### Assignment
Search the data below for the line containing "[Config] By default no traces enabled", then please set down that line and all remaining ones exactly as written.

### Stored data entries
******************************

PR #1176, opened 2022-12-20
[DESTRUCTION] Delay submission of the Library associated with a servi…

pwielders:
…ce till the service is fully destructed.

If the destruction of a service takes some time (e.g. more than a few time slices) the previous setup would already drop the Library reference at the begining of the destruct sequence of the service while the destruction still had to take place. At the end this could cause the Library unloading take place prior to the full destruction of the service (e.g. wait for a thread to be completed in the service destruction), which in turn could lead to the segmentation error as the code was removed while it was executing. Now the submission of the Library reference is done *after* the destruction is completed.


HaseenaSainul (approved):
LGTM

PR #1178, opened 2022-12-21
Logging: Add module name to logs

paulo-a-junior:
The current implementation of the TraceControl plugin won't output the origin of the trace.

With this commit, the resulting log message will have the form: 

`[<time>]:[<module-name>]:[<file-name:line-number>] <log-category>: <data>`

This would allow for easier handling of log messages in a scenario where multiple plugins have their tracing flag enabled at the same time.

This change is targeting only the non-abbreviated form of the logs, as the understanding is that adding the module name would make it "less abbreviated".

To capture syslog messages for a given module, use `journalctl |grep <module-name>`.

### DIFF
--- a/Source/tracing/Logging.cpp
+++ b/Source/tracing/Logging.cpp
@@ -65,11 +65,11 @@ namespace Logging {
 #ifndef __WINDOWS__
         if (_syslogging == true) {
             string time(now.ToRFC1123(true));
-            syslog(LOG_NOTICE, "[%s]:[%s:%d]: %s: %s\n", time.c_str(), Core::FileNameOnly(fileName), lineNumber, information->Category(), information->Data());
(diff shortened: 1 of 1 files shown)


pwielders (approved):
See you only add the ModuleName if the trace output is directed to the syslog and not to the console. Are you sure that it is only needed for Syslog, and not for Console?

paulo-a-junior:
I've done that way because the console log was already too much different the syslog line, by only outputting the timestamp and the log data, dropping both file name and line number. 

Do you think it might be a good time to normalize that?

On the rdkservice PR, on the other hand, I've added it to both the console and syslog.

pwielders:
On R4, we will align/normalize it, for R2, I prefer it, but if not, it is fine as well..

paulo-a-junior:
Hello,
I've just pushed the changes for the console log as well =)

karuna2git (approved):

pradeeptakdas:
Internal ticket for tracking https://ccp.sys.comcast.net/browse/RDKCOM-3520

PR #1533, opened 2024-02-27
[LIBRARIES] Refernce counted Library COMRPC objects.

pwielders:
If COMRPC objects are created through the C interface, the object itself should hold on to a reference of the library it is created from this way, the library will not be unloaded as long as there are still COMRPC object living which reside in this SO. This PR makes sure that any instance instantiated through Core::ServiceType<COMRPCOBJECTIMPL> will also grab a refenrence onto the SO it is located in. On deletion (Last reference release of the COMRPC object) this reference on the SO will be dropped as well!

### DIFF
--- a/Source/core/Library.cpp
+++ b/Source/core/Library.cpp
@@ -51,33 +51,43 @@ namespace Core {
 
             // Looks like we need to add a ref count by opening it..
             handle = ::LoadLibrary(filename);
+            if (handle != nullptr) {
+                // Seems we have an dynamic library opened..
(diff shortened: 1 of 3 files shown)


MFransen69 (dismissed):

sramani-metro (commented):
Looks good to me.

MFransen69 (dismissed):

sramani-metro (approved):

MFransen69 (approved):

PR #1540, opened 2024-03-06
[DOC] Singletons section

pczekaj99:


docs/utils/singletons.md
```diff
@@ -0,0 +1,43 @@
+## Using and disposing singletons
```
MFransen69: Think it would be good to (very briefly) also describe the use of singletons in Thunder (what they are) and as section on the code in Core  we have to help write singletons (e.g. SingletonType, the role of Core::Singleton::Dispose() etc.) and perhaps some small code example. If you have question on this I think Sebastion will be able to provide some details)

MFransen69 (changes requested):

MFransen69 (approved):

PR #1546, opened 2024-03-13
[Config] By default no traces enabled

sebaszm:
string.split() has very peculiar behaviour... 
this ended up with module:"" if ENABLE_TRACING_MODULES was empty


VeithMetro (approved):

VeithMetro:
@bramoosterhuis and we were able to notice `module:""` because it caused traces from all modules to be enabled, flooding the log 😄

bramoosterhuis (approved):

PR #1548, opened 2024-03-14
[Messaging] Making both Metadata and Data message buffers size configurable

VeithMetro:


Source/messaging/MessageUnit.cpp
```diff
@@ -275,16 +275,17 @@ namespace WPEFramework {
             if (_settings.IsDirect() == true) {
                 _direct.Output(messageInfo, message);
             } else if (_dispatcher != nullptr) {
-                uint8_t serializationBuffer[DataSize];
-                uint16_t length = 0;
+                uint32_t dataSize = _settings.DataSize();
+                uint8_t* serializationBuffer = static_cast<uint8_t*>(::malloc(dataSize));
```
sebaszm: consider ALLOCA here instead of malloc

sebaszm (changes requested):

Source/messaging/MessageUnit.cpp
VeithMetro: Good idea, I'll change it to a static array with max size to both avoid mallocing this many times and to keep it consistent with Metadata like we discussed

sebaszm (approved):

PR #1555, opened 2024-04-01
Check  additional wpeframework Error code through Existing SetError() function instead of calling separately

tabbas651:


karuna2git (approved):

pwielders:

******************************

### Written response
[Config] By default no traces enabled

sebaszm:
string.split() has very peculiar behaviour... 
this ended up with module:"" if ENABLE_TRACING_MODULES was empty


VeithMetro (approved):

VeithMetro:
@bramoosterhuis and we were able to notice `module:""` because it caused traces from all modules to be enabled, flooding the log 😄

bramoosterhuis (approved):

PR #1548, opened 2024-03-14
[Messaging] Making both Metadata and Data message buffers size configurable

VeithMetro:


Source/messaging/MessageUnit.cpp
```diff
@@ -275,16 +275,17 @@ namespace WPEFramework {
             if (_settings.IsDirect() == true) {
                 _direct.Output(messageInfo, message);
             } else if (_dispatcher != nullptr) {
-                uint8_t serializationBuffer[DataSize];
-                uint16_t length = 0;
+                uint32_t dataSize = _settings.DataSize();
+                uint8_t* serializationBuffer = static_cast<uint8_t*>(::malloc(dataSize));
```
sebaszm: consider ALLOCA here instead of malloc

sebaszm (changes requested):

Source/messaging/MessageUnit.cpp
VeithMetro: Good idea, I'll change it to a static array with max size to both avoid mallocing this many times and to keep it consistent with Metadata like we discussed

sebaszm (approved):

PR #1555, opened 2024-04-01
Check  additional wpeframework Error code through Existing SetError() function instead of calling separately

tabbas651:


karuna2git (approved):

pwielders:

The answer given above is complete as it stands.